AIM OF THE EXERCISE. Whenever a line in the data holds the string "commit", copy that line.

[[ SUPPLIED ENTRIES open ]]

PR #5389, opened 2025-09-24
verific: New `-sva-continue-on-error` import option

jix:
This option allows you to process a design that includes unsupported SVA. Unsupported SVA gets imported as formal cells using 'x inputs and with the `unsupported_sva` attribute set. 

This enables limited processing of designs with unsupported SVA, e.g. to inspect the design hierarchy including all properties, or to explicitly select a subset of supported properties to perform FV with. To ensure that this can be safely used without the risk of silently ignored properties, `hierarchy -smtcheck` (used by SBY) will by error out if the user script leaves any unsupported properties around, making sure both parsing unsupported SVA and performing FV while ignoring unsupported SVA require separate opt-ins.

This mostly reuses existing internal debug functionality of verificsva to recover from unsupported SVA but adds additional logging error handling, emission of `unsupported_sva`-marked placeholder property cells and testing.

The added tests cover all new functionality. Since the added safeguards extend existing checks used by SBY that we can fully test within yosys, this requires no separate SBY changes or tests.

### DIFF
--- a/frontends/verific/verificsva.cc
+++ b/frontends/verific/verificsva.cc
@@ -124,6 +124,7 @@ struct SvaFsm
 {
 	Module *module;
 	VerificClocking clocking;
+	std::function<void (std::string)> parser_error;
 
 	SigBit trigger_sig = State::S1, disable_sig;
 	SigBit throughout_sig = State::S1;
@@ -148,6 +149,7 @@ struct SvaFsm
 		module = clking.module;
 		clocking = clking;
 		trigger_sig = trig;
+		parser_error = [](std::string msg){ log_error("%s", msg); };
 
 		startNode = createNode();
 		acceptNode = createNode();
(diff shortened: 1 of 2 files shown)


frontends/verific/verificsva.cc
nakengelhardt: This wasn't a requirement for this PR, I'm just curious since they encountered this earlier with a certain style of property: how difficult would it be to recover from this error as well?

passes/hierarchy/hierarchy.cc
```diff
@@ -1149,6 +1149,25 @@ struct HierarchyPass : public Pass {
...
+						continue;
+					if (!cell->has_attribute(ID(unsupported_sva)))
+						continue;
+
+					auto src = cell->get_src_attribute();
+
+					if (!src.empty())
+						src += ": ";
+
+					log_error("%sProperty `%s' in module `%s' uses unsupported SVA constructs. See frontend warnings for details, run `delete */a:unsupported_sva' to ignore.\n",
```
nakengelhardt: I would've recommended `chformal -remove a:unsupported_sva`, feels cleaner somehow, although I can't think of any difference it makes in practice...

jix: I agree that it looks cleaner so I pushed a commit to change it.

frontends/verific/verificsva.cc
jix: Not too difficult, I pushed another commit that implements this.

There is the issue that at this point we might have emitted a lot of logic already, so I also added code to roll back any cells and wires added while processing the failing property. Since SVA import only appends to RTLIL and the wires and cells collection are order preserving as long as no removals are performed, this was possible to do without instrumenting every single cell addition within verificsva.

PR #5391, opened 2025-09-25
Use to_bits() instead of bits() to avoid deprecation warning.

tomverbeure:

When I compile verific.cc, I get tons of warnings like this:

[[ SUPPLIED ENTRIES closed ]]

SOLUTION TO THE EXERCISE.
jix: I agree that it looks cleaner so I pushed a commit to change it.
jix: Not too difficult, I pushed another commit that implements this.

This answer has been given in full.